Let's take an example of system of equations(actually they are all same)
x+2y+4z=0
2x+4y+8z=0
-3x-6y-12z=0
It is homogeneous system of linear equations. Therefore it has zero solution [0,0,0].
Rank of those coefficient matrix is found to be 1.
I read in textbook that it will have (n-r) linearly independent solutions where n= number of variables & r= rank of coefficient matrix.
So for above example it'll have (3-1)=2 linearly independent solutions.
I'll list some solutions out of infinitely many solutions:
[0,0,0]
[-6,1,1]
[-4,0,1]
[-2, 1,0] & so on.
Questions:
1)where are the 2 linearly independent solutions?
2)out of many solutions, 2 are found to be linearly independent. Is the rest of solutions Linearly dependent solutions?
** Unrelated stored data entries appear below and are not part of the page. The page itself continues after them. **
PR #1709, opened 2025-05-08
chore: fix AttributeError when rowiterator has no attribute in g3

chelsea-lin:
When updating BigQuery DataFrames in g3, an `AttributeError` occurs when accessing the `total_bytes_processed` and `query` attributes of RowIterator. This is because g3 does not have an up-to-date Python client library. Here is the error message: https://screenshot.googleplex.com/4GhbZBdFZrVrCwA


bigframes/session/metrics.py
```diff
@@ -40,8 +40,11 @@ def count_job_stats(
     ):
         if query_job is None:
             assert row_iterator is not None
-            if (row_iterator.total_bytes_processed is None) or (
-                row_iterator.query is None
+            if (
+                not hasattr(row_iterator, "total_bytes_processed")
```
tswast, line 44: When was this attribute added? It seems to me this isn't just a "chore: " but a true bug fix for being incompatible with older google-cloud-bigquery library.

Please add a unit test and make sure it fails on at least one nox session before this fix is added.

tswast: Actually, the version is very old internally. I still think it'd be good to make sure we have tested against this version, but that might be too much for this PR.

bigframes/session/metrics.py
```diff
@@ -40,8 +40,11 @@ def count_job_stats(
...
+                or not hasattr(row_iterator, "query")
+                or (row_iterator.total_bytes_processed is None)
+                or (row_iterator.query is None)
```
tswast, line 47: The object shouldn't be mutated while we're iterating over it but we can be a bit more robust by using `getattr` instead.

```suggestion
                (total_bytes_processed := getattr(row_iterator, "total_bytes_processed", None)) is None
                (query := getattr(row_iterator, "query", None)) is None
```

tswast, line 47: The object shouldn't be mutated while we're iterating over it but we can be a bit more robust by using `getattr` instead.

```suggestion
                (total_bytes_processed := getattr(row_iterator, "total_bytes_processed", None)) is None
                (query := getattr(row_iterator, "query", None)) is None
```

bigframes/session/metrics.py
chelsea-lin: As we discussed offline, this change is not necessary for github because the `setup.py` asks `google-cloud-bigquery>=3.31.0`, but only needed for g3, which has lower version. The alternative solution would upgrade g3 version and this PR can be a short-term solution to unblock BF g3 import.

tswast (approved):

PR #1710, opened 2025-05-08
feat: Add inplace arg support to sort methods

TrevorBergeron:

### DIFF
--- a/bigframes/dataframe.py
+++ b/bigframes/dataframe.py
@@ -2234,7 +2234,7 @@ class DataFrame(vendored_pandas_frame.DataFrame):
         col_ids_strs: List[str] = [col_id for col_id in col_ids if col_id is not None]
         return DataFrame(self._block.set_index(col_ids_strs, append=append, drop=drop))
 
-    @overload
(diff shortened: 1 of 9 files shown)


bigframes/dataframe.py
```diff
@@ -2234,10 +2234,34 @@ def set_index(
...
-    @validations.requires_index
+    @overload
     def sort_index(
-        self, ascending: bool = True, na_position: Literal["first", "last"] = "last"
+        self,
+        *,
+        ascending: bool = ...,
+        inplace: Literal[False] = ...,
+        na_position: Literal["first", "last"] = ...,
     ) -> DataFrame:
```
chelsea-lin, line 2244: Why can we not just return `Optional[DataFrame]` here?

chelsea-lin (approved):
Thanks!

bigframes/dataframe.py
TrevorBergeron: this is the typing overload, see https://docs.python.org/3/library/typing.html#overload .

chelsea-lin (approved):

PR #1715, opened 2025-05-08
chore: change error to warning for gemini models

shuoweil:
chore: change error to warning for gemini models


bigframes/ml/llm.py
```diff
@@ -437,6 +444,7 @@ def __init__(
                 "gemini-2.0-flash-exp",
                 "gemini-2.0-flash-001",
                 "gemini-2.0-flash-lite-001",
+                "gemini-2.5-pro-preview-05-06",
```
GarrettWu, line 447: It appears in the IDE hints for users. That we don't want to expose yet. Just remove it.

shuoweil: done

GarrettWu (approved):

PR #1720, opened 2025-05-09
feat: Add deferred data uploading

TrevorBergeron:


bigframes/session/bq_caching_executor.py
```diff
@@ -103,6 +111,17 @@ def cache_results_table(
...
         self._cached_executions[original_root] = cached_replacement
 
+    def cache_remote_replacement(
+        self,
+        local_data: local_data.ManagedArrowTable,
+        bq_data: nodes.BigqueryDataSource,
+    ):
+        mapping = {
+            local_data.schema.items[i].column: bq_data.table.physical_schema[i].name
+            for i in range(len(local_data.schema))
```
tswast, line 121: Should we add any safeguards here in case the lengths don't match?

bigframes/session/bq_caching_executor.py
```diff
@@ -502,6 +526,48 @@ def _validate_result_schema(
...
             )
 
+    def _substitute_large_local_sources(self, original_root: nodes.BigFrameNode):
+        """
+        Replace large local sources with the uploaded version of those datasources.
+        """
+        # Step 1: Upload all previously un-uploaded data
+        for leaf in original_root.unique_nodes():
+            if isinstance(leaf, nodes.ReadLocalNode):
+                if leaf.local_data_source.metadata.total_bytes > 5000:
```
tswast, line 536: Let's create a constant for this 5000.

bigframes/session/bq_caching_executor.py
```diff
@@ -502,6 +526,48 @@ def _validate_result_schema(
...
+            bq_source, source_mapping = self.cache._uploaded_local_data[
+                node.local_data_source
+            ]
+            scan_list = node.scan_list.remap_source_ids(source_mapping)
+            if node.offsets_col is not None:
+                scan_list = scan_list.append(
+                    bq_source.table.physical_schema[-1].name,
+                    bigframes.dtypes.INT_DTYPE,
+                    node.offsets_col,
+                )
```
tswast, line 554: What's the reason that offsets_col isn't in `source_mapping`, already? Could you add a comment explaining it?

TrevorBergeron: Its a bit clumsy due to offsets_col only really being a thing for the local node, so when we upload, we will set the final physical column to be those offsets, but then we just have to add to the end of the scan_list for the ReadTableNode. Added a comment to explain. Probably some room to respec the leaf nodes for a bit more of a 1:1 mapping.

bigframes/session/bq_caching_executor.py
TrevorBergeron: Done

bigframes/session/bq_caching_executor.py
TrevorBergeron: Added an assert for exact schema length

bigframes/session/bq_caching_executor.py
```diff
@@ -28,7 +29,7 @@
 import google.cloud.bigquery_storage_v1
 
 import bigframes.core
```
tswast, line 31:
```suggestion
import bigframes.constants
import bigframes.core
```

tswast (approved):

PR #1723, opened 2025-05-12
feat: add deprecation warning to Gemini-1.5-X, text-embedding-004, and remove remove legacy models in notebooks and docs

shuoweil:
feat: add deprecation warning to Gemini-1.5-X, text-embedding-004, and remove Remove legacy models in notebooks and docs
b/416566349

### DIFF
--- a/bigframes/ml/llm.py
+++ b/bigframes/ml/llm.py
@@ -21,6 +21,7 @@ import warnings
 
 import bigframes_vendored.constants as constants
 from google.cloud import bigquery
+import typing_extensions
 
 from bigframes import dtypes, exceptions
 import bigframes.bigquery as bbq
@@ -113,9 +114,16 @@ _GEMINI_MULTIMODAL_MODEL_NOT_SUPPORTED_WARNING = (
 )
 
 
+@typing_extensions.deprecated(
+    "text-embedding-004 is going to be deprecated. Use text-embedding-005 (https://cloud.google.com/python/docs/reference/bigframes/latest/bigframes.ml.llm.TextEmbeddingGenerator) instead. ",
+    category=exceptions.ApiDeprecationWarning,
+)
 @log_adapter.class_logger
 class TextEmbeddingGenerator(base.RetriableRemotePredictor):
     """Text embedding generator LLM model.
+
+    .. note::
+        text-embedding-004 is going to be deprecated. Use text-embedding-005(    https://cloud.google.com/python/docs/reference/bigframes/latest/bigframes.ml.llm.TextEmbeddingGenerator) instead.
 
     Args:
         model_name (str, Default to "text-embedding-004"):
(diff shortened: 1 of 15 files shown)


bigframes/ml/llm.py
```diff
@@ -416,6 +432,7 @@ class GeminiTextGenerator(base.RetriableRemotePredictor):
             default and a warning will be issued.
 
         .. note::
+            "gemini-1.5-X" is going to be deprecated. Bigframes 2 will transition to using gemini-2.0-X.
```
GarrettWu, line 435: "Bigframes 2 will transition to using gemini-2.0-X. " doesn't read. Perhaps just say use gemini-2.0-X instead and give a example like gemini-2.0-flash-001?

GarrettWu:
Semantic tests are failing

shuoweil:
> Semantic tests are failing

I debug one of the failed tests (screen/6TVFXZfFb57tcn8). We are expecting the results "capybara is heavier than spider". But the actual result returns "capybara is heavier than capybara". I changed the gemini model from gemini-1.5 to gemini-2.0-flash-001. It looks like the result with "gemini-2.0-flash-001" is wrong. I am stuck on this part, since I do not have control on the result generated by gemini model.

sycai:
Updated the `ai.self_join()` test case with a more dramatic example. Let's see how it goes.

shuoweil:
> Updated the `ai.self_join()` test case with a more dramatic example. Let's see how it goes.

It looks like gemini-2.0-flash-001 does not like capybara. Test case change helps. Thanks!

shuoweil:
> Semantic tests are failing

all failed tests are fix

bigframes/ml/llm.py
```diff
@@ -113,17 +114,28 @@
 )
 
 
+@typing_extensions.deprecated(
```
GarrettWu, line 117: It deprecates the entire class. Which isn't the intention. Only warning creation is enough.

bigframes/ml/llm.py
```diff
@@ -398,6 +410,10 @@ def to_gbq(
         return new_model.session.read_gbq_model(model_name)
 
 
+@typing_extensions.deprecated(
```
GarrettWu, line 413: same

GarrettWu (dismissed):

bigframes/ml/llm.py
shuoweil: fixed

bigframes/ml/llm.py
shuoweil: fixed

GarrettWu (approved):

bigframes/ml/llm.py
```diff
@@ -112,18 +112,29 @@
...
+
     Args:
         model_name (str, Default to "text-embedding-004"):
             The model for text embedding. Possible values are "text-embedding-005", "text-embedding-004"
             or "text-multilingual-embedding-002". text-embedding models returns model embeddings for text inputs.
             text-multilingual-embedding models returns model embeddings for text inputs which support over 100 languages.
             If no setting is provided, "text-embedding-004" will be used by
             default and a warning will be issued.
+
+            .. note::
```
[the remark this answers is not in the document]
shuoweil: done

PR #273, opened 2019-10-30
Make retrace-server in docker functional

mkutlak:
For `less` see commits.


ernestask:
So what’s the deal with vim there?

mkutlak:
> So what’s the deal with vim there?

Muscle memory.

3) what is actually meant by linearly dependence / independence?
Best Answer
If you reduce the coefficient matrix, you should find that the last 2 equations are a multiple of the first, so the system of equations reduces to $$ x + 2y + 4z=0 $$
As you noticed, if $y=z=0$, then $x=0$. So $(0,0,0)$ is a particular solution of the system.
Now we ask the question, what if $y$ and $z$ were not $0$? We can answer that question by making $y\neq0$, then $z\neq0$. You will notice that the vectors we end up with are NOT multiples of each other, so they are "linearly independent"
1) If $y=c\neq0\in\mathbb{R}$ and $z=0$, then $x=-2c$ and $(-2c,c,0)=c(-2,1,0)$ is a solution for any $c\in\mathbb{R}$.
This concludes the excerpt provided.